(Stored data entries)

%%

PR #10942, opened 2025-07-08
refactor: remove the encapsulation for `rspack_fs::Error` 

CPunisher:
## Summary

`rspack_fs::Error` contains only `std::io::Error` for two years. So here considering remove the encapsulation.

There could be some thing wrong with ci linux tools, which produce ~1MB larger artifact than the that in my pc with cross-compilation.

## Checklist

### DIFF
--- a/.github/workflows/size-limit.yml
+++ b/.github/workflows/size-limit.yml
@@ -67,4 +67,6 @@ jobs:
           size-threshold: 51200
 
       - name: Debug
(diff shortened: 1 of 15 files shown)


CPunisher:
There could be some thing wrong with ci linux tools, which produce ~1MB larger artifact than the that in my pc with cross-compilation. But I have no time to investigate currently.

UPDATE: it seems the ci use GLIBC with newer version

PR #10947, opened 2025-07-08
refactor: enfored shared dependency

hardfist:
## Summary
enforce all workspace use workspace dependency

## Checklist


.vscode/settings.json
```diff
@@ -22,10 +22,7 @@
     "Cargo.toml"
   ],
   "rust-analyzer.cargo.targetDir": true, // Don't let RA blocking cargo build
-  "rust-analyzer.cargo.features": [
```
hardfist, line 25: found RA broken when develop deny-ext feature caused by clippy may pass non-supported features to crate

PR #10948, opened 2025-07-08
fix(binding-builder): pre-generate workspace info

h-a-n-a:
## Summary

This PR introduced a new `rspack_workspace` crate to support pre-generating workspace information:

- rspack_pkg_version
- rspack_swc_core_version

Also removed build scripts using `CARGO_WORKSPACE_DIR`. This is bound to the current workspace not for published crates.

`tasks/codegen` is used to do the real codegen job.

## Checklist

### DIFF
--- a/.github/workflows/size-limit.yml
+++ b/.github/workflows/size-limit.yml
@@ -35,6 +35,9 @@ jobs:
       - name: Setup Rust Target
         run: rustup target add x86_64-unknown-linux-gnu
 
+      - name: Run Cargo codegen
+        run: cargo codegen
+
       - name: Trim paths
         run: |
           echo $'\n' >> .cargo/config.toml


.github/workflows/ci-rust.yaml
```diff
@@ -37,6 +37,9 @@ jobs:
           save-if: ${{ github.ref_name == 'main' }}
           key: check
 
+      - name: Run Cargo codegen
+        run: cargo codegen
```
h-a-n-a, line 41: We can split this into an action if there're multiple steps to setup Rust crates. But currently there's only one. So I decided to explicitly use a simple `cargo codegen` here to avoid all these hassle.

tasks/codegen/src/main.rs
```diff
@@ -0,0 +1,77 @@
...
+  let package_json: serde_json::Value = serde_json::from_str(&package_json_content)?;
+  let rspack_version = package_json["version"]
+    .as_str()
+    .expect("version field in package.json is not a string");
+
+  // Generate combined content
+  let content = format!(
+    r#"//! This is a generated file. Don't modify it by hand! Run 'cargo codegen' to re-generate the file.
+/// The version of the `swc_core` package used in the current workspace.
+pub fn rspack_swc_core_version() -> &'static str {{
```
quininer: should it be const fn or const &'static str ?

h-a-n-a: Sure it can be! Thanks

quininer (approved):

quininer (approved):

PR #10950, opened 2025-07-08
fix: circular reference

SoonIter:
## Summary

fix: circular reference

## Checklist


SoonIter:
The js code in rspack core has a circular reference, if someone is willing to fix it, they can submit a pull request.

PR #10953, opened 2025-07-08
refactor: move chunk_artifacts occasion to artifact

hardfist:
## Summary
move old_cache parts to artifact to integrate with persistent cache in the future

## Checklist


crates/rspack_core/src/cache/persistent/storage/memory_gc.rs
```diff
@@ -0,0 +1,65 @@
+use std::sync::atomic::{AtomicU32, Ordering};
```
jerrykingxyz: It is not appropriate to place memory_gc in the persistent cache, storage in persistent cache is used to save buffer data to database/file. memory_gc is more like a util, maybe it would be better to move it to `src/utils`.

crates/rspack_core/src/artifacts/mod.rs
```diff
@@ -14,6 +15,7 @@ mod side_effects_do_optimize_artifact;
 pub use cgm_hash_artifact::*;
 pub use cgm_runtime_requirement_artifact::*;
 pub use chunk_hashes_artifact::*;
+pub use chunk_render_cache_artifact::*;
```
jerrykingxyz: do not export all mods, export what you use only.

hardfist: yes!

jerrykingxyz (approved):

%%

## PROBLEM DETAILS:
Print the records above again, every one, exactly as written.

## EXERCISE SOLUTION:
PR #10942, opened 2025-07-08
refactor: remove the encapsulation for `rspack_fs::Error` 

CPunisher:
## Summary

`rspack_fs::Error` contains only `std::io::Error` for two years. So here considering remove the encapsulation.

There could be some thing wrong with ci linux tools, which produce ~1MB larger artifact than the that in my pc with cross-compilation.

## Checklist

### DIFF
--- a/.github/workflows/size-limit.yml
+++ b/.github/workflows/size-limit.yml
@@ -67,4 +67,6 @@ jobs:
           size-threshold: 51200
 
       - name: Debug
(diff shortened: 1 of 15 files shown)


CPunisher:
There could be some thing wrong with ci linux tools, which produce ~1MB larger artifact than the that in my pc with cross-compilation. But I have no time to investigate currently.

UPDATE: it seems the ci use GLIBC with newer version

PR #10947, opened 2025-07-08
refactor: enfored shared dependency

hardfist:
## Summary
enforce all workspace use workspace dependency

## Checklist


.vscode/settings.json
```diff
@@ -22,10 +22,7 @@
     "Cargo.toml"
   ],
   "rust-analyzer.cargo.targetDir": true, // Don't let RA blocking cargo build
-  "rust-analyzer.cargo.features": [
```
hardfist, line 25: found RA broken when develop deny-ext feature caused by clippy may pass non-supported features to crate

PR #10948, opened 2025-07-08
fix(binding-builder): pre-generate workspace info

h-a-n-a:
## Summary

This PR introduced a new `rspack_workspace` crate to support pre-generating workspace information:

- rspack_pkg_version
- rspack_swc_core_version

Also removed build scripts using `CARGO_WORKSPACE_DIR`. This is bound to the current workspace not for published crates.

`tasks/codegen` is used to do the real codegen job.

## Checklist

### DIFF
--- a/.github/workflows/size-limit.yml
+++ b/.github/workflows/size-limit.yml
@@ -35,6 +35,9 @@ jobs:
       - name: Setup Rust Target
         run: rustup target add x86_64-unknown-linux-gnu
 
+      - name: Run Cargo codegen
+        run: cargo codegen
+
       - name: Trim paths
         run: |
           echo $'\n' >> .cargo/config.toml


.github/workflows/ci-rust.yaml
```diff
@@ -37,6 +37,9 @@ jobs:
           save-if: ${{ github.ref_name == 'main' }}
           key: check
 
+      - name: Run Cargo codegen
+        run: cargo codegen
```
h-a-n-a, line 41: We can split this into an action if there're multiple steps to setup Rust crates. But currently there's only one. So I decided to explicitly use a simple `cargo codegen` here to avoid all these hassle.

tasks/codegen/src/main.rs
```diff
@@ -0,0 +1,77 @@
...
+  let package_json: serde_json::Value = serde_json::from_str(&package_json_content)?;
+  let rspack_version = package_json["version"]
+    .as_str()
+    .expect("version field in package.json is not a string");
+
+  // Generate combined content
+  let content = format!(
+    r#"//! This is a generated file. Don't modify it by hand! Run 'cargo codegen' to re-generate the file.
+/// The version of the `swc_core` package used in the current workspace.
+pub fn rspack_swc_core_version() -> &'static str {{
```
quininer: should it be const fn or const &'static str ?

h-a-n-a: Sure it can be! Thanks

quininer (approved):

quininer (approved):

PR #10950, opened 2025-07-08
fix: circular reference

SoonIter:
## Summary

fix: circular reference

## Checklist


SoonIter:
The js code in rspack core has a circular reference, if someone is willing to fix it, they can submit a pull request.

PR #10953, opened 2025-07-08
refactor: move chunk_artifacts occasion to artifact

hardfist:
## Summary
move old_cache parts to artifact to integrate with persistent cache in the future

## Checklist


crates/rspack_core/src/cache/persistent/storage/memory_gc.rs
```diff
@@ -0,0 +1,65 @@
+use std::sync::atomic::{AtomicU32, Ordering};
```
jerrykingxyz: It is not appropriate to place memory_gc in the persistent cache, storage in persistent cache is used to save buffer data to database/file. memory_gc is more like a util, maybe it would be better to move it to `src/utils`.

crates/rspack_core/src/artifacts/mod.rs
```diff
@@ -14,6 +15,7 @@ mod side_effects_do_optimize_artifact;
 pub use cgm_hash_artifact::*;
 pub use cgm_runtime_requirement_artifact::*;
 pub use chunk_hashes_artifact::*;
+pub use chunk_render_cache_artifact::*;
```
jerrykingxyz: do not export all mods, export what you use only.

hardfist: yes!

jerrykingxyz (approved):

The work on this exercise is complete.